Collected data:
=-=-=
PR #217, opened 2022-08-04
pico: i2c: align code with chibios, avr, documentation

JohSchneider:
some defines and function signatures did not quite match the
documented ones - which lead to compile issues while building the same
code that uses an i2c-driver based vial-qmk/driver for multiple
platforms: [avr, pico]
=-=-=
- Task to carry out:
In the entries above, copy the lines from the one that contains "code that uses" through the last line, exactly as they appear.

- Answer space:
code that uses an i2c-driver based vial-qmk/driver for multiple
platforms: [avr, pico]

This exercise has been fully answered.